Top of Dataset entries

PR #9166, opened 2020-06-01
JIT and GC optimization

hez2010:
1. Disable QuickJIT for best quality code at first time
QuickJIT will generate degraded performance code at startup to decrease startup time, but it may lead to more stack space, more memory allocation and slower speed. And while re-JIT during runtime, the application may freeze for short-time which may lead to frame drop.

2. Use Background Server GC for lower GC latency
Background Server GC may increase memory consumption but it significantly reduces GC times and lead to lower GC latency, which is suitable for game scenario.

### DIFF
--- a/osu.Desktop/osu.Desktop.csproj
+++ b/osu.Desktop/osu.Desktop.csproj
@@ -11,6 +11,9 @@
     <ApplicationManifest>app.manifest</ApplicationManifest>
     <Version>0.0.0</Version>
     <FileVersion>0.0.0</FileVersion>
+    <TieredCompilationQuickJit>false</TieredCompilationQuickJit>
+    <ServerGarbageCollection>true</ServerGarbageCollection>
+    <ConcurrentGarbageCollection>true</ConcurrentGarbageCollection>
   </PropertyGroup>
   <PropertyGroup>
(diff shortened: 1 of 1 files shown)


peppy:
Please provide profiling / benchmarks for such changes.

hez2010:
@peppy I'm figuring out a way for quantitative measurement and benchmark.

For differences between Background Server GC and other GC modes, here's a post from Microsoft: https://devblogs.microsoft.com/premier-developer/understanding-different-gc-modes-with-concurrency-visualizer

peppy:
We are already aware of the documented settings. Without benchmarks we cannot act on these changes.

Also note that we already [set the GC mode](https://github.com/ppy/osu-framework/blob/815f03f6fd7143e7531f37062451dc4edfc802f9/osu.Framework/Platform/GameHost.cs#L476), which may conflict with what you are changing here.

Also we do care about startup times so if that is regression it is also a consideration to have in mind.

bdach:
As a side note, please avoid PRing from `master` - topic branches are easier for us to work with.

peppy:
Closing this for now. Please reopen if you plan on providing data/benchmarks.

PR #9173, opened 2020-06-02
Add classic "Welcome" intro

MiraiSubject:
This adds an intro screen to osu! lazer with the soundtrack from older osu! stable versions (also known as fallback), nekodex - welcome to osu!

- [x] Depends on https://github.com/ppy/osu-resources/pull/102
- [x] Depends on https://github.com/ppy/osu-resources/pull/103
- [x] Depends on https://github.com/ppy/osu/pull/9236
- [x] Depends on ppy/osu-framework#3648


osu.Game/Configuration/IntroSequence.cs
```diff
@@ -6,6 +6,7 @@ namespace osu.Game.Configuration
     public enum IntroSequence
     {
         Circles,
+        Fallback,
```
peppy, line 9: Let's call it "Welcome" for now.

peppy:
If you're going to implement this, please make the welcome/seeya sound also match. also needs the piano reverse-reverb. All resources attached.

[resources.zip](https://github.com/ppy/osu/files/4715337/resources.zip)

peppy (changes requested):
As specified

MiraiSubject:
I added the welcome and seeya sounds that match this sequence to the screens and an initial implementation of the legacy start up animation. 

Right now I'm having some trouble restoring the glow using `GlowingSpriteText` so as an alternative for now an `OsuSpriteText` is used. 

The visualizer, shown below in fallback, is also still absent. I'm still thinking of a way on how to properly approach the implementation of that. 

osu!_2020-06-02_13-18-24

peppy:
Which glow are you talking about? It should be baked into the sprite.

I'll check the stable implementation if you want the exact transforms.

MiraiSubject:
I can use the original png sprite. In that case the original transforms would definitely be desired and make implementing it easier.

I had the thought that using the built-in Drawable for `OsuSpriteText` was preferred.

peppy:
Definitely use the sprite. I don't think the correct font is even available.

MiraiSubject:
I mentioned on the discord that right now the piano reverb is a separate mp3, but the `LogoVisualisation` does not take arbitrary audio streams. 

So right now I've prepended the piano reverb to the audio file inside `welcome.osz` to achieve the desired start up effect. 

Because I'm basically editing the original beatmap, I'd like to know if this is the desired direction or if I should approach it differently.

osu.Game/Screens/Menu/IntroWelcome.cs
```diff
@@ -0,0 +1,152 @@
...
+                                AutoSizeAxes = Axes.Both,
+                                Children = new Drawable[]
+                                {
+                                    visualizer = new LogoVisualisation
+                                    {
+                                        RelativeSizeAxes = Axes.Both,
+                                        Anchor = Anchor.Centre,
+                                        Origin = Anchor.Centre,
+                                        Alpha = 0.5f,
+                                        AccentColour = Color4.Blue,
```
MiraiSubject, line 98: This does nothing at the moment. The accent color gets overriden in `LogoVisualisation`

peppy:
You could just playback the piano reverb manually. As a sample, similar to the welcome voice line.

MiraiSubject:
Alright, I have reverted the sample back!

> I'll check the stable implementation if you want the exact transforms.

May I have the original transforms of the `Welcome` sprite ?

MiraiSubject:
I've managed to make a rough approximation of the transforms by recording a video of the fallback intro and then by playing it back at a slower rate I was able to observe the individual animations happening on the `Welcome` sprite.

osu.Game/Screens/Menu/IntroWelcome.cs
```diff
@@ -0,0 +1,163 @@
...
+                    welcomeText.FadeIn(remainingTime());
+                    welcomeText.ScaleTo(welcomeText.Scale + new Vector2(0.1f), remainingTime(), Easing.Out).OnComplete(_ =>
+                    {
+                        elementContainer.Remove(visualizer);
+                        circleContainer.Remove(blackCircle);
+                        elementContainer.Remove(circleContainer);
+                        Remove(welcomeText);
+                        visualizer.Dispose();
+                        blackCircle.Dispose();
+                        welcomeText.Dispose();
```
bdach, line 157: I'm not overly familiar with drawable lifetime stuff, but isn't `Expire()` what you actually want here? If you expire the elements they should automatically get cleaned up from the containers. [There's even a framework-side test case for that.](https://github.com/ppy/osu-framework/blob/2637ba3af75e5ef0d3e05388309e153e457f489c/osu.Framework.Tests/Containers/TestSceneContainerState.cs#L222-L239)

osu.Game/Screens/Menu/LogoVisualisation.cs
```diff
@@ -70,6 +70,7 @@ public class LogoVisualisation : Drawable, IHasAccentColour
 
         private IShader shader;
         private readonly Texture texture;
+        public bool IsIntro = false;
```
bdach, line 73: Flags added for specific purposes like this are always asking for trouble. It's doing things backwards; to reuse this visualisation for the legacy intro we should look for ways to *remove* the user colour changing logic for that particular use case entirely, and to keep it in all the other places that need it right now, and not ways to override it.

I can't say I see a very good way of achieving this right now, but I think extracting out a simplified variant of `LogoVisualisation` that doesn't have `User` or `Skin`, and then inheriting from it to add that functionality back where it's needed right now could be a decent idea to start with. That might end up being a separate prerequisite PR, however, depending if any renames/significant code reshuffle happens.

Bottom of Dataset entries

What is needed -
When you repeat the lines, start with the first line of the material and end with the line that contains "<PropertyGroup>", keeping both and reproducing each exactly, with nothing added.

Response -
PR #9166, opened 2020-06-01
JIT and GC optimization

hez2010:
1. Disable QuickJIT for best quality code at first time
QuickJIT will generate degraded performance code at startup to decrease startup time, but it may lead to more stack space, more memory allocation and slower speed. And while re-JIT during runtime, the application may freeze for short-time which may lead to frame drop.

2. Use Background Server GC for lower GC latency
Background Server GC may increase memory consumption but it significantly reduces GC times and lead to lower GC latency, which is suitable for game scenario.

### DIFF
--- a/osu.Desktop/osu.Desktop.csproj
+++ b/osu.Desktop/osu.Desktop.csproj
@@ -11,6 +11,9 @@
     <ApplicationManifest>app.manifest</ApplicationManifest>
     <Version>0.0.0</Version>
     <FileVersion>0.0.0</FileVersion>
+    <TieredCompilationQuickJit>false</TieredCompilationQuickJit>
+    <ServerGarbageCollection>true</ServerGarbageCollection>
+    <ConcurrentGarbageCollection>true</ConcurrentGarbageCollection>
   </PropertyGroup>
   <PropertyGroup>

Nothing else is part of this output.